Que vous soyez vous-même confronté à cette situation ou que vous souhaitiez aider un proche, connaître la définition juridique du harcèlement conjugal est la première étape pour briser le silence et retrouver votre sécurité. Un avocat spécialisé peut vous accompagner en quelques jours, y compris si vous n’avez pas les moyens financiers.
🔑 Ce que vous allez apprendre
- La définition précise du harcèlement conjugal selon la loi 2026
- Les critères retenus par les juges pour qualifier les faits
- La différence avec d’autres formes de violences conjugales
- Les textes de loi applicables (articles 222-33-2-1, 132-80 du Code pénal)
- Les démarches pour obtenir une ordonnance de protection en urgence
- L’aide juridictionnelle pour bénéficier d’un avocat gratuit
1. Qu’est-ce que le harcèlement conjugal ? Définition juridique 2026
Le harcèlement conjugal est défini par l’article 222-33-2-1 du Code pénal comme le fait de harceler son conjoint, son partenaire de Pacs ou son concubin par des propos ou comportements répétés ayant pour objet ou pour effet une dégradation de ses conditions de vie se traduisant par une altération de sa santé physique ou mentale.
Depuis la réforme de 2024 et la jurisprudence de 2025-2026, cette définition inclut désormais explicitement les agissements commis via les réseaux sociaux, les SMS, les mails ou toute autre forme de communication électronique. Le caractère répété n’est plus nécessairement quotidien : des actes espacés dans le temps mais s’inscrivant dans un schéma cohérent de domination sont désormais reconnus.

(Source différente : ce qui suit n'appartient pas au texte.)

PR #713, opened 2023-01-19
Fix/UI elems, gas price indicator, mkr weight for delegate owners and change tooltips

hernandoagf:
### Link to Shortcut ticket:
https://app.shortcut.com/dux-makerdao/story/1585/replace-sun-icon-with-moon-for-darkmode-toggle-in-menu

« La loi ne distingue pas entre le harcèlement physique et psychologique. Dès lors que les agissements répétés altèrent la santé de la victime, le délit est constitué. En 2026, la Cour de cassation a rappelé que le silence, l’ignorance intentionnelle ou les menaces implicites peuvent caractériser le harcèlement conjugal. »
— Maître Camille Delorme, avocate spécialisée en violences conjugales
💡 Conseil d’expert : Si vous subissez des remarques humiliantes, des menaces déguisées ou un contrôle constant de vos faits et gestes, vous êtes peut-être victime de harcèlement conjugal. Notez chaque incident avec la date, l’heure et les témoins éventuels. Ces preuves seront essentielles pour votre avocat.
2. Les éléments constitutifs retenus par les tribunaux
Pour qu’un comportement soit qualifié de harcèlement conjugal au sens juridique, trois conditions cumulatives doivent être réunies :
2.1 La répétition des agissements
Les faits doivent être répétés ou s’inscrire dans une durée. Un acte isolé ne suffit pas, sauf s’il est d’une gravité particulière (menace de mort explicite, par exemple). La jurisprudence 2026 admet qu’une série de petits actes quotidiens (critiques, dévalorisations, interdictions) constitue une répétition suffisante.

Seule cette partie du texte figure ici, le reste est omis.